• **Exercise instructions**: Your answer should be every line below that includes the word "GeographicBias".

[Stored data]
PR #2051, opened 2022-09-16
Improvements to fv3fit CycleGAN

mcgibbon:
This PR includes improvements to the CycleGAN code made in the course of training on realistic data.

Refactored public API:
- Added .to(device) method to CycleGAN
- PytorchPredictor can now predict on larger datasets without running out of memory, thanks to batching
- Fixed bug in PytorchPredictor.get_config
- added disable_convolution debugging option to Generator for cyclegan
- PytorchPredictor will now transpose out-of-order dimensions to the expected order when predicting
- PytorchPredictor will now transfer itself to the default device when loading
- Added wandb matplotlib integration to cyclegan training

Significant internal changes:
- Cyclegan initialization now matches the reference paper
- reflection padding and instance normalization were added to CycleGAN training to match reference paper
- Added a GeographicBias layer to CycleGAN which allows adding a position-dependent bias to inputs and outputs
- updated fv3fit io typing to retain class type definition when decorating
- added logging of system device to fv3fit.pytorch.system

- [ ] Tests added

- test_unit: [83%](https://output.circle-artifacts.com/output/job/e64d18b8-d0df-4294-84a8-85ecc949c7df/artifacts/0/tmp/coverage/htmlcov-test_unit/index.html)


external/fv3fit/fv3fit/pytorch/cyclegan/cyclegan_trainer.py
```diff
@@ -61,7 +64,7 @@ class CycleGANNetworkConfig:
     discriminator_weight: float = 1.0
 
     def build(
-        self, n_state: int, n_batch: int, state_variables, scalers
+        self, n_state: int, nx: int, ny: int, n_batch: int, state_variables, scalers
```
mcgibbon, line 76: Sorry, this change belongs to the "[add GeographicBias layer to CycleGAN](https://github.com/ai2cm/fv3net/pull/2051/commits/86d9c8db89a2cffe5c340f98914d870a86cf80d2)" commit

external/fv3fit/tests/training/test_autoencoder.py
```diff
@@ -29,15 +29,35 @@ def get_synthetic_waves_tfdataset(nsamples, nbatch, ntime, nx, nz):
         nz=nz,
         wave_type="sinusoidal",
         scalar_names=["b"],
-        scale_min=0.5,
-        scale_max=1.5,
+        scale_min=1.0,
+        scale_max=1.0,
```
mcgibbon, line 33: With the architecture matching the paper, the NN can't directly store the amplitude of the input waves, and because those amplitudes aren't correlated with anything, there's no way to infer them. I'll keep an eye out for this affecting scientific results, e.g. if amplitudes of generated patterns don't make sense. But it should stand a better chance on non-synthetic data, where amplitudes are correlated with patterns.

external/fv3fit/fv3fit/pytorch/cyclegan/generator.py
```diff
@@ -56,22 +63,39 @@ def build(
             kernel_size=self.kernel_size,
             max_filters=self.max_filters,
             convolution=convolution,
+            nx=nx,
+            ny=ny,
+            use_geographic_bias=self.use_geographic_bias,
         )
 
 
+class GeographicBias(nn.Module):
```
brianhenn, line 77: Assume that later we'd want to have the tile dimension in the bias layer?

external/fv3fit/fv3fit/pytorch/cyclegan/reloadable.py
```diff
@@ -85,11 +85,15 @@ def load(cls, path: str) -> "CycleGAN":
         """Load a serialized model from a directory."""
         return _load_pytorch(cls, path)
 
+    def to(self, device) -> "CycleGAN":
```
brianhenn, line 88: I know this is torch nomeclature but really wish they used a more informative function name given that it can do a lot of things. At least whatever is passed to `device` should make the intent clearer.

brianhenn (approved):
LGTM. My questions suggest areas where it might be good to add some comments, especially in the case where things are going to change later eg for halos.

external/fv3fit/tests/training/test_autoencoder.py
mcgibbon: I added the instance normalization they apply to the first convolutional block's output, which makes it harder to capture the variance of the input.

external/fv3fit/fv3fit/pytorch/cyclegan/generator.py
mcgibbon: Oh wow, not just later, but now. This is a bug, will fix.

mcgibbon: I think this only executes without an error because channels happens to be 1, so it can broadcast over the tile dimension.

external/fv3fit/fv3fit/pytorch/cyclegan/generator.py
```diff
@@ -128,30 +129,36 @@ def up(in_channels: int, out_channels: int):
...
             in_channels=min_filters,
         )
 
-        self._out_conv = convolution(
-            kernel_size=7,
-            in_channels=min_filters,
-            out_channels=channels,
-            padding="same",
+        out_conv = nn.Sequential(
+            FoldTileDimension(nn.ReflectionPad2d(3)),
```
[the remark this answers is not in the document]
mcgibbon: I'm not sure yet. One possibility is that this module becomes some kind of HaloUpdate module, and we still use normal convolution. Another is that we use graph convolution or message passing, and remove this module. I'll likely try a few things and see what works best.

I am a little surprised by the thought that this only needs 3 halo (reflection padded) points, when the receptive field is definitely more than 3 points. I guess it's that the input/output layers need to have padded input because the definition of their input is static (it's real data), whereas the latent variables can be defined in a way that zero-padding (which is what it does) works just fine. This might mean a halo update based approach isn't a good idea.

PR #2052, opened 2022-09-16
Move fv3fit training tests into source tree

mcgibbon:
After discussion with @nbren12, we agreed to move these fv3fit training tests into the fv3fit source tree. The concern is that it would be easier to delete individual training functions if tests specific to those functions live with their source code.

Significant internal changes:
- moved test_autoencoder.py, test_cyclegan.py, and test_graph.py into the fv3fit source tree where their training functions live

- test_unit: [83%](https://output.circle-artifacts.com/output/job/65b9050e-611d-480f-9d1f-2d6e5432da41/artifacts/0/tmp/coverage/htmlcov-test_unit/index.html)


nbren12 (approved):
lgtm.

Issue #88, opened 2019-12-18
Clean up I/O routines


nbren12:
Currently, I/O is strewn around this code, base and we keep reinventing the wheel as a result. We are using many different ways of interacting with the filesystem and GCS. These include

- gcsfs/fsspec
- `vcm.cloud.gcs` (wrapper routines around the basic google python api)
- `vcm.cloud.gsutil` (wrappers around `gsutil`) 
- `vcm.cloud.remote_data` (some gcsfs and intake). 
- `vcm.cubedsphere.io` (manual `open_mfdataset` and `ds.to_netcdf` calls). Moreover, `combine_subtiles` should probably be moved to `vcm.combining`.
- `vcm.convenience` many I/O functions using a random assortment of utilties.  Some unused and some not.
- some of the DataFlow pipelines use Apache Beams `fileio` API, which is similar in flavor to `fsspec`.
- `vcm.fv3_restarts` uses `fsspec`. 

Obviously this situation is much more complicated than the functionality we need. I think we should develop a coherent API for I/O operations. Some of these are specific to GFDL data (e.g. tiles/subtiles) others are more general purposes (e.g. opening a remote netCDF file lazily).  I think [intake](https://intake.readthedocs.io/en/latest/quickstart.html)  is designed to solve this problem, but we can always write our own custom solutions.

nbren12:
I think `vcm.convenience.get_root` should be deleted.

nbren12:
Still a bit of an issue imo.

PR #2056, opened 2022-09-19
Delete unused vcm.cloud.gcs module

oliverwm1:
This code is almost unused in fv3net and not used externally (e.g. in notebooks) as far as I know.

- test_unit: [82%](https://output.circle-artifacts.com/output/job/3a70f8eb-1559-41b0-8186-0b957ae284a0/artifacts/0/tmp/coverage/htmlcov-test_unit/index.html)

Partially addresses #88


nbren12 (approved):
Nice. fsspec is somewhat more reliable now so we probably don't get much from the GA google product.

* * *

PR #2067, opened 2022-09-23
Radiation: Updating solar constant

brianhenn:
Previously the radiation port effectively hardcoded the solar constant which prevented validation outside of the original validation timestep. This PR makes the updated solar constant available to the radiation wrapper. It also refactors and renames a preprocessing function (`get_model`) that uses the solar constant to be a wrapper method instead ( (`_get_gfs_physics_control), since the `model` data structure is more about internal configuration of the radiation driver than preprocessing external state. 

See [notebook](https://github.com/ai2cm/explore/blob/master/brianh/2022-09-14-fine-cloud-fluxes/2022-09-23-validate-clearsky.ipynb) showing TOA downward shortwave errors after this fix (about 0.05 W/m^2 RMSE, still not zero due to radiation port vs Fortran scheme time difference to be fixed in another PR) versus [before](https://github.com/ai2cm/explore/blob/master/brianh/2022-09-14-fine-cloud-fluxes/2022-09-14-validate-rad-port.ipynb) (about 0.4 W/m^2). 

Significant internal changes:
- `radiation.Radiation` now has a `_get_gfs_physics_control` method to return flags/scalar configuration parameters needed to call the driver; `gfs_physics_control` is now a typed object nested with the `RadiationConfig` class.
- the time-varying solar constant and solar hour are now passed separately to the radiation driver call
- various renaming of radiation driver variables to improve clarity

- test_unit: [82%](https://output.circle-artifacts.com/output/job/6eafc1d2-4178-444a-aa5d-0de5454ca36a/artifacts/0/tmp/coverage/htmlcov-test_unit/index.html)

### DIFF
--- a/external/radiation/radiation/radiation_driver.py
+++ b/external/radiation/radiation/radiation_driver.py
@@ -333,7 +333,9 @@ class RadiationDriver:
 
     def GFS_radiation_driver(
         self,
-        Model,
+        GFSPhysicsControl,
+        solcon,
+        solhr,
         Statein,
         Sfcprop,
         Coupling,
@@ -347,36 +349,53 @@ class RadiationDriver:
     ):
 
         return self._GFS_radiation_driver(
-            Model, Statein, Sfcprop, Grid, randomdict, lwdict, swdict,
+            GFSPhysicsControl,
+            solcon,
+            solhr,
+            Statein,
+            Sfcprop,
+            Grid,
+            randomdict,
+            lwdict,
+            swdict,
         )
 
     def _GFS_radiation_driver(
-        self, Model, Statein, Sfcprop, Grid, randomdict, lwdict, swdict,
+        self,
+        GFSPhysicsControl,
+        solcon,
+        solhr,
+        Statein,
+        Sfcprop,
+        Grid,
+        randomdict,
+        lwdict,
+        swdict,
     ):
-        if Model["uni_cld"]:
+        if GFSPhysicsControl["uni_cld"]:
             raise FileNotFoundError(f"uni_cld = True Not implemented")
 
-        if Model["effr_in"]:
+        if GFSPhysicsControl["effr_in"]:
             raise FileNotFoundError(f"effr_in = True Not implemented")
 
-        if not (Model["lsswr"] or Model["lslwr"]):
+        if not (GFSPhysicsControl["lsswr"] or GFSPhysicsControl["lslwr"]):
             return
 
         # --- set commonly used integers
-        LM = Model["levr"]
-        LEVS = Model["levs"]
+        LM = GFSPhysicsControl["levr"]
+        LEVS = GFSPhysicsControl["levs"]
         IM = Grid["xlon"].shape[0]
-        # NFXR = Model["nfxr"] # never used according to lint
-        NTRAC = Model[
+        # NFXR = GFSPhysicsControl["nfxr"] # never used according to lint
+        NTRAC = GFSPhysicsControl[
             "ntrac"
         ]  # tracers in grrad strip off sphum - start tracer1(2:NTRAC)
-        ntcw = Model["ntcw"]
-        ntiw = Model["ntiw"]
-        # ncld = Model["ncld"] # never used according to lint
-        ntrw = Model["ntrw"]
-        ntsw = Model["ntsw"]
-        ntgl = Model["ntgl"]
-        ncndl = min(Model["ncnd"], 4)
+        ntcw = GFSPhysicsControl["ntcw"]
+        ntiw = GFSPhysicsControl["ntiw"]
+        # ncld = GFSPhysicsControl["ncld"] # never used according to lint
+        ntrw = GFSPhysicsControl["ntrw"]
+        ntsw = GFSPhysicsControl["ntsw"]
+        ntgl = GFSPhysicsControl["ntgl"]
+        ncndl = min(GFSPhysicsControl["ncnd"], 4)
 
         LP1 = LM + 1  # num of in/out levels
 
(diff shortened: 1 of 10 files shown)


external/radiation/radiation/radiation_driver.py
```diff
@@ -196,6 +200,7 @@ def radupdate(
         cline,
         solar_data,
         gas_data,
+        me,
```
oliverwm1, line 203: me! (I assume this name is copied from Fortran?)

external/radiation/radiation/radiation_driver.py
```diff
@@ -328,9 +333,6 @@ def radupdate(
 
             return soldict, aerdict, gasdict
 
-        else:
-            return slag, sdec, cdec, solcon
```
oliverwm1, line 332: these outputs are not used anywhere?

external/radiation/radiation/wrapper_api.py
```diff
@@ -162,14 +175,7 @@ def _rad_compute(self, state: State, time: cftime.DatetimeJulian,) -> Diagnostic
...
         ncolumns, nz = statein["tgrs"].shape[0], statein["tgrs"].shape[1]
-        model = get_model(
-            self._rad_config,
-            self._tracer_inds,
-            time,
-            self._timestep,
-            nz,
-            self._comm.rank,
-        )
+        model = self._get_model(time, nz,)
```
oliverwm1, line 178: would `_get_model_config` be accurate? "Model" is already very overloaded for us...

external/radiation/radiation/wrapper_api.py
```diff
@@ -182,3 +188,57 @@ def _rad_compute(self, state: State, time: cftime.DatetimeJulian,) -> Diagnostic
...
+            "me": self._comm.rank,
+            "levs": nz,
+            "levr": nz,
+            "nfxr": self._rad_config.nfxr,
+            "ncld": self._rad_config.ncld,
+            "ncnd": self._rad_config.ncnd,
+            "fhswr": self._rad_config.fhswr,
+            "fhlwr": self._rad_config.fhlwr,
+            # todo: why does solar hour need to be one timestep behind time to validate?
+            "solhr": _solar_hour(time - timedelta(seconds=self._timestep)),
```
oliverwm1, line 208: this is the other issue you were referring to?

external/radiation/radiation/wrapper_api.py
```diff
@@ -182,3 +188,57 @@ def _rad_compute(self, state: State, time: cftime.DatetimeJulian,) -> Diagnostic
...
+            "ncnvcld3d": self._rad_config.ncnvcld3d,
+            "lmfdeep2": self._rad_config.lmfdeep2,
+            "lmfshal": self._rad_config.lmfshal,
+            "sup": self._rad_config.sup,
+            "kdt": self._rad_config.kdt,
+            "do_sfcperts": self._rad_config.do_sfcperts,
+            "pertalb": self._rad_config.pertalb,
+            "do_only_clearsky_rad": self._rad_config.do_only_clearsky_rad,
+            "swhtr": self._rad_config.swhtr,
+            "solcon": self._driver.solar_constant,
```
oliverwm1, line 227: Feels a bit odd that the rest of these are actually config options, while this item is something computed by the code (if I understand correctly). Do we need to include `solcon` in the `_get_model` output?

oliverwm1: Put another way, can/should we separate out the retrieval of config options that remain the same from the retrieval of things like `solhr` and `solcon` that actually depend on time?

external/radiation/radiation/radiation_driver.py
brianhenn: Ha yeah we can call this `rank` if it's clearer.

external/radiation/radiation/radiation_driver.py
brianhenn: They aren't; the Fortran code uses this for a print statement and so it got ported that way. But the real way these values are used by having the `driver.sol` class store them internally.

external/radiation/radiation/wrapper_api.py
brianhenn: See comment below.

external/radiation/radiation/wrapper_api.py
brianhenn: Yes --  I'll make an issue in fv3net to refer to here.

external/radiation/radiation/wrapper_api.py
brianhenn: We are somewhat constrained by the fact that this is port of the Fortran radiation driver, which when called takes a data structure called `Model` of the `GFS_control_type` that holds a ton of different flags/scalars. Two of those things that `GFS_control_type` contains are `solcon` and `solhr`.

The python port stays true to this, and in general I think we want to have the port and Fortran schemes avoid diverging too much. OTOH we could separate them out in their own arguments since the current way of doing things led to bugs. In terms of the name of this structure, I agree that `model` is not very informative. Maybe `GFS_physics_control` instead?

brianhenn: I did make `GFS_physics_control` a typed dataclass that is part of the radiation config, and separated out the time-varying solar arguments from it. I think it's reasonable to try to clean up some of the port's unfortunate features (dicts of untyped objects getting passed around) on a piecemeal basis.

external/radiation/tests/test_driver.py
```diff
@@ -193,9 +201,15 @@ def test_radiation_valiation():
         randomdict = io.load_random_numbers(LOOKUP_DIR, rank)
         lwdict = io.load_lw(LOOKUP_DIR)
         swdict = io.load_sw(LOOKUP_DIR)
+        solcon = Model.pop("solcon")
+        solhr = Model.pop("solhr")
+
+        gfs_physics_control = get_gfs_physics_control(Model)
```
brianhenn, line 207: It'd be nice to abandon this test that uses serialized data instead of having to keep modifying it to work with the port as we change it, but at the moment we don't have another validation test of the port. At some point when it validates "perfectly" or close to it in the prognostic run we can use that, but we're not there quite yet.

• **Answer space**:
- Added a GeographicBias layer to CycleGAN which allows adding a position-dependent bias to inputs and outputs
mcgibbon, line 76: Sorry, this change belongs to the "[add GeographicBias layer to CycleGAN](https://github.com/ai2cm/fv3net/pull/2051/commits/86d9c8db89a2cffe5c340f98914d870a86cf80d2)" commit
+class GeographicBias(nn.Module):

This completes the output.